WORK ITEM: Extract the final stretch of the data: the line that contains "### LINKED ISSUE" and every line after it, unaltered, and no other lines.

INFORMATION SHOWN:
PR #2228, opened 2025-01-30
invokeSuspend edge case fix

### LINKED ISSUE #2201: Handle invokeSuspend edge case in the Weaver
In an effort to support Kotlin Coroutines instrumentation, modify the weaver to support the edge case presented by Kotlin bytecode for `invokeSuspend`.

SOLVED PROBLEM:
### LINKED ISSUE #2201: Handle invokeSuspend edge case in the Weaver
In an effort to support Kotlin Coroutines instrumentation, modify the weaver to support the edge case presented by Kotlin bytecode for `invokeSuspend`.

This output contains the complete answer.